Extremely small amounts of hydrazine can be fatal. If you will recall, even the Space Shuttle with its hydrazine reaction control system needed to be “safed” prior to the astronauts exiting the spacecraft. BTW, safing hydrazine involves washing contaminated surfaces with ammonia (if I remember correctly). Hydrazine is so toxic, if you can smell it, you have already been exposed to a fatal dose. (In previous training, I was informed that hydrazine smells like ammonia. When asked how the trainer knew that, he replied, “That’s what’s been reported by folks who carelessly handled the stuff, just before they died.”)
Don’t be carried away with the Space Shuttle Main Engine (hydrogen + oxygen propellants).
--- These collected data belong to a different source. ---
PR #98, opened 2021-02-04
Add reissuance request

nopara73:
This PR adds a new type of reissuance request (it's just a fake request for illustration that there's such a thing.)

Note, I did not update the svg as I'm not sure if this is correct.


diagrams/interaction_diagram.txt
```diff
@@ -81,6 +81,15 @@ note right of Coordinator
 end note
 return RealCreds[], ZeroCreds[]
 
+Random Identity -> Coordinator ++: POST credential-reissuance: RoundId, RealCredReqs[], ZeroCredReqs[]
```
nothingmuch, line 84: `ZeroCredReqs[]` and `ZeroCreds[]` can be removed.

If no real credentials were issued yet the real credential requests can only sum to 0, which is a no-op: before and after reissuing the client only has zero credentials and it has the same number before and after issuing the request.

Therefore, it only makes sense to reissue something after connection confirmation has started, at which point real credential issuance is a certainty, and there's no need for the fallback behavior of input registration.

nopara73: That doesn't seem to be right to me or I don't understand how this'd work. See this example: I. should work fine, but II. becomes impossible:

```
I. Assume Alice wants to break 1 coin into 3 coins:

1. input-reg: 2 zerocredreq -> 2 zerocred: 														Alice has 2 zero cred.
2. conn-conf: 2 zero cred pres + 2 real cred req + 2 zero cred req -> 2 real cred, 2 zero cred:	Alice has 2 zero cred and 2 real cred
3. cred-reis: 1 real and 1 zero cred pres + 2 real cred req -> 2 real cred:						Alice has 1 zero cred and 3 real cred

II. Assume Alice wants to break 1 coin into 5 coins: Same things happen, but more cred-reis:
4. cred-reis: 1 real and 1 zero cred pres + 2 real cred req -> 2 real cred:						Alice has 0 zero cred and 4 real cred

Now, we're out of null credentials so we cannot break down more to acquire the 5th credential for the 5th output!
```

nothingmuch: In a discussion with @lontivero yesterday we tried to come up with a simple way to ensure two things:

1. input registration, output registration and reissuance have exactly the same credential validation and issuance
2. number of zero credentials is not limiting (possibly also allowing users without inputs to obtain them and generate reissuance cover traffic)

In my review comment I was tacitly assuming (2) was already solved, but of course this is not true in the current state of the document, sorry.

The approaches we considered were an additional endpoint, which is not too terrible but our least favorite, and making input registration also work for the case of 0 inputs (with no need to confirm anything afterwards).

I need to think more carefully about this approach of always requesting/issuing extra zero credentials, but I think I retract my comment and your approach is indeed simpler.

There's a few other questions that may affect things that I've been trying to work through off github since you asked me to keep it simple, and I don't want to overload with seemingly irrelevant things until I was sure they mattered

nopara73: Got it. Fixing it.

nopara73:
image

diagrams/interaction_diagram.txt
```diff
@@ -1,16 +1,16 @@
...
-collections Satoshis
+collections Anonymous
 participant Coordinator
 participant Alice1
 participant Alice2
 participant Bob
 database Mempool
 
-title Scenario: A Participant Is Consolidating 2 Coins (Alice1, Alice2) Into 1 (Bob)\n
+title Scenario: A Participant Is Consolidating 2 Coins (Alice1, Alice2) Into 1 (Bob) with a fake reissuance request \n
```
MaxHillebrand, line 9: is `fake` the proper word here?

MaxHillebrand:
```suggestion
title Scenario: A Participant Is Consolidating 2 Coins (Alice1, Alice2) Into 1 (Bob) with a unnecessary reissuance request \n
```

diagrams/interaction_diagram.txt
```diff
@@ -6,7 +6,7 @@ participant Alice2
 participant Bob
 database Mempool
 
-title Scenario: A Participant Is Consolidating 2 Coins (Alice1, Alice2) Into 1 (Bob)\n
```
mhmda1, line 9: sequenceDiagram
    participant P as Participant
    participant C as Coordinator
    participant D as Database/Mempool

    title Scenario: Consolidating 2 Coins with Reissuance

    == Input Registration ==
    P->>C: POST credential-reissuance: RoundId, RealCredReqs[], ZeroCredReqs[]
    
    activate C
    Note right of C: 1. IsRoundFound()<br/>2. IsInputConnectionConfirmationPhase()<br/>3. EnsureUniqueSerialNumber()<br/>4. CheckCredProofs()
    
    C-->>P: return RealCreds[], ZeroCreds[]
    deactivate C

    == Output Registration ==
    P->>C: POST output-registration: RoundId, Output, PresentedCreds[]
    activate C
    C-->>P: Success
    deactivate C

mhmda1 (approved):

PR #99, opened 2021-02-25
clarify benchmark results

nothingmuch:
see https://github.com/zkSNACKs/WabiSabi/pull/95#discussion_r570440486


seresistvanandras (approved):
Thanks, Yuval. Looking good to me. Also the language is more formal this way! So kudos to you! :)

PR #107, opened 2022-10-15
Update CoinJoin to coinjoin in this repo

BTCparadigm:
For consistency, shall we also use `coinjoin` instead of `CoinJoin` in this repo?


nopara73:
I personally prefer internet to InterNet.

PR #397, opened 2024-03-29
Add enum type representations

soupi:
### What

ndc-spec 0.1.1 introduce an [optional type representation hint](https://hasura.github.io/ndc-spec/specification/schema/scalar-types.html#type-representations). In this PR we provide type representation for enum values.

### How

1. We add a new `TypeRepresentations` field to our metadata, similar to aggregate functions and comparison operators
2. We already query for the enum types and variants, now we also return those from sql to rust and into the metadata.
3. For each scalar type, we try to look for their name in type reps, and return it if we find it.

### DIFF
--- a/crates/connectors/ndc-postgres/src/schema.rs
+++ b/crates/connectors/ndc-postgres/src/schema.rs
@@ -31,7 +31,27 @@ pub async fn get_schema(
             (
                 scalar_type.0.clone(),
                 models::ScalarType {
-                    representation: None,
+                    representation: metadata.type_representations.0.get(scalar_type).map(
+                        |type_representation| match type_representation {
+                            metadata::TypeRepresentation::Boolean => {
+                                models::TypeRepresentation::Boolean
+                            }
+                            metadata::TypeRepresentation::Integer => {
+                                models::TypeRepresentation::Integer
+                            }
+                            metadata::TypeRepresentation::Number => {
+                                models::TypeRepresentation::Number
+                            }
+                            metadata::TypeRepresentation::String => {
+                                models::TypeRepresentation::String
+                            }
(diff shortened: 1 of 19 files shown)


crates/connectors/ndc-postgres/src/schema.rs
```diff
@@ -479,7 +499,7 @@ fn make_procedure_type(
     scalar_types
         .entry("int4".to_string())
         .or_insert(models::ScalarType {
-            representation: None,
+            representation: Some(models::TypeRepresentation::Integer),
```
plcplc, line 502: This is really something of an edge case. I wonder if we actually need to register `int4`, as in, I wonder if there actually is a functional difference between `"scalarTypes":{"int4": {"aggregateFunctions": {}, "comparisonOperators": {}}` and `"scalarTypes": {}`.

At any rate, it is a curious detail that this edge case gives a different result than the common case where `int4` is defined, but we don't yet assign type representations to anything but enums.

plcplc (approved):
Looks good to me~

crates/connectors/ndc-postgres/src/schema.rs
soupi: Yes, we definitely need it. I think I added it because a test failed. Try and see :)

The comments about this are not visible in this diff by default, adding it here:

```
    // If int4 doesn't exist anywhere else in the schema, we need to add it here. However, a user
    // can't filter or aggregate based on the affected rows of a procedure, so we don't need to add
    // any aggregate functions or comparison operators. However, if int4 exists elsewhere in the
    // schema and has already been added, it will also already contain these functions and
    // operators.
```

The Shuttle required the use of large solid boosters, whose exhaust products included copious amounts of aluminum oxide and hydrogen chloride ( + water = hydrochloric acid). Which still is a big nothing compared to your average active volcano.
I think everyone is over-thinking the whole thing. I say make a giant Mentos/Diet Pepsi engine. It’s biodegradeable and fun to watch.
So they fell short of talking about how or what the anion and cation materials are. I guess that’s a secret. If something have twice the energy potential which can be easily extracted with the process, yet is stable unless introduced with the right materials, then we have a technical winner.
Lots and lots of testing will be needed. Sounds like a fun project.
As a concerned tax-payer, will I have to pay for this too?